▸ EXERCISE BRIEF: Each line of the listing is to be retyped exactly as given.

▸ DATA SUPPLIED:
PR #1065, opened 2023-05-07
feat: `disableReporting` and `markVariablesAsUsed` options

brettz9:


src/rules/noUndefinedTypes.js
```diff
@@ -206,11 +208,11 @@ export default iterateJsdoc(({
     }) => {
       if (type === 'JsdocTypeName') {
         const structuredTypes = structuredTags[tag.tag]?.type;
-        if (!allDefinedTypes.has(value) &&
+        if (!disableReporting && !allDefinedTypes.has(value) &&
```
kraenhansen, line 211: Won't this risk marking an undefined type as used? I don't know if that's a problem or just a no-op.

brettz9: Hmmm. Good catch. I think it is a problem. However, I was considering though whether someone just wants all used types to be trusted as used. Not sure if that deserves its own config too, or whether I should solely put the `disableReporting` inside the `if`.

kraenhansen: > put the `disableReporting` inside the `if`.

I think that would be the simplest and safe bet 👍

.README/rules/no-undefined-types.md
```diff
@@ -47,11 +47,18 @@ array's items will be considered as defined for the purposes of that tag.
...
 
 - `definedTypes` - This array can be populated to indicate other types which
   are automatically considered as defined (in addition to globals, etc.).
   Defaults to an empty array.
+- `markVariablesAsUsed` - Whether to mark variables as used for the purposes
+  of the `no-unused-vars` rule when they are not found to be undefined.
+  Defaults to `true`. May be set to `false` to enforce a practice of not
+  importing types unless used in code.
+- `disableReporting` - Whether to disable reporting of errors. Defaults to
+  `false`. This may be set to `true` in order to take advantage of marking
```
kraenhansen, line 60: I suppose this is exposed for developer that just want the marking af of types as used.

```suggestion
  `false`. This may be set to `true` in order to take advantage of only marking
```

▸ COMPLETED TASK:
PR #1065, opened 2023-05-07
feat: `disableReporting` and `markVariablesAsUsed` options

brettz9:


src/rules/noUndefinedTypes.js
```diff
@@ -206,11 +208,11 @@ export default iterateJsdoc(({
     }) => {
       if (type === 'JsdocTypeName') {
         const structuredTypes = structuredTags[tag.tag]?.type;
-        if (!allDefinedTypes.has(value) &&
+        if (!disableReporting && !allDefinedTypes.has(value) &&
```
kraenhansen, line 211: Won't this risk marking an undefined type as used? I don't know if that's a problem or just a no-op.

brettz9: Hmmm. Good catch. I think it is a problem. However, I was considering though whether someone just wants all used types to be trusted as used. Not sure if that deserves its own config too, or whether I should solely put the `disableReporting` inside the `if`.

kraenhansen: > put the `disableReporting` inside the `if`.

I think that would be the simplest and safe bet 👍

.README/rules/no-undefined-types.md
```diff
@@ -47,11 +47,18 @@ array's items will be considered as defined for the purposes of that tag.
...
 
 - `definedTypes` - This array can be populated to indicate other types which
   are automatically considered as defined (in addition to globals, etc.).
   Defaults to an empty array.
+- `markVariablesAsUsed` - Whether to mark variables as used for the purposes
+  of the `no-unused-vars` rule when they are not found to be undefined.
+  Defaults to `true`. May be set to `false` to enforce a practice of not
+  importing types unless used in code.
+- `disableReporting` - Whether to disable reporting of errors. Defaults to
+  `false`. This may be set to `true` in order to take advantage of marking
```
kraenhansen, line 60: I suppose this is exposed for developer that just want the marking af of types as used.

```suggestion
  `false`. This may be set to `true` in order to take advantage of only marking
```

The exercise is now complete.